*Exercise details*. Pull out each line of the data that includes the word "rather".

*Records for processing*.
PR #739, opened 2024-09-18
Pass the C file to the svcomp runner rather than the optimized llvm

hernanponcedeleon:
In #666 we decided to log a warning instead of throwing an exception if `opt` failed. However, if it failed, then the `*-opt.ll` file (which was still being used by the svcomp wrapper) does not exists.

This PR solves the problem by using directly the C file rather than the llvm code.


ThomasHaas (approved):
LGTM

*Output of the exercise*.
Pass the C file to the svcomp runner rather than the optimized llvm
This PR solves the problem by using directly the C file rather than the llvm code.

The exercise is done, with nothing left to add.